I’m from Aotearoa, and throughout my journey has led me to the land down under, where I currently reside. My first research experience was at the National Institute of Water and Atmospheric Research (NIWA), where I looked at the effects of run-off sedimentation on the growth of marine bivalves. I then moved to fish ecology with the Large River Research group at the University of Waikato, investigating the role of floodplain habitats on the recruitment of larval fish. Near the end of my undergraduate degree, I took on a project investigating scent discrimination behaviour in the tuatara.

 

I then went to The University of Queensland, Australia for my Honours degree, examining the burrowing energetics of skinks as well as the comparative morphology of related species.
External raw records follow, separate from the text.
PR #2786, opened 2018-11-28
[Arms] Crushing Assault

matardarix:
Added Crushing assault statistic module 
image

### DIFF
--- a/src/parser/warrior/arms/modules/spells/azeritetraits/CrushingAssault.js
+++ b/src/parser/warrior/arms/modules/spells/azeritetraits/CrushingAssault.js
@@ -4,7 +4,7 @@ import Analyzer, { SELECTED_PLAYER } from 'parser/core/Analyzer';
 import TraitStatisticBox, { STATISTIC_ORDER } from 'interface/others/TraitStatisticBox';
 import React from 'react';
 import Events from 'parser/core/Events';
-import { formatNumber, formatPercentage } from 'common/format';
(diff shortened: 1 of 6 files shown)


src/parser/warrior/arms/modules/spells/azeritetraits/CrushingAssault.js
```diff
@@ -0,0 +1,61 @@
...
+  }
+
+  statistic() {
+    const damageThroughputPercent = this.owner.getPercentageOfTotalDamageDone(this.crushingAssaultDamage);
+    const dps = this.crushingAssaultDamage / this.owner.fightDuration * 1000;
+    return (
+      <TraitStatisticBox
+        position={STATISTIC_ORDER.OPTIONAL()}
+        trait={SPELLS.CRUSHING_ASSAULT_TRAIT.id}
+        value={`${formatPercentage(damageThroughputPercent)} % / ${formatNumber(dps)} DPS`}
```
sMteX: This line, together with `damageThroughputPercent` and `dps` could be simplified to just `this.owner.formatItemDamageDone(this.crushingAssaultDamage)`, it should output exactly the same thing.
https://github.com/WoWAnalyzer/WoWAnalyzer/blob/master/src/parser/core/CombatLogParser.js#L527

matardarix: Oh nice, i also changed it in the Seismic Wave file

Continuing my interest in reptiles allowed me to assist with projects on how lizards run bipedally, and role of the cloaca in salt balance in crocodiles. Afterward, I pursued a PhD program in the ECO-Lab looking at how emerging infectious diseases such as chytridiomycosis disrupts frog skin function. From 2019–2021, I was appointed as a Postdoctoral Research Associate at The University of Sydney, where I looked at how plastic pollutants influenced animals' response to climate change, followed by a Postdoctoral Research Fellow position at Western Sydney University looking at the vulnerability of Australian bats to white-nose syndrome with the BatsLab.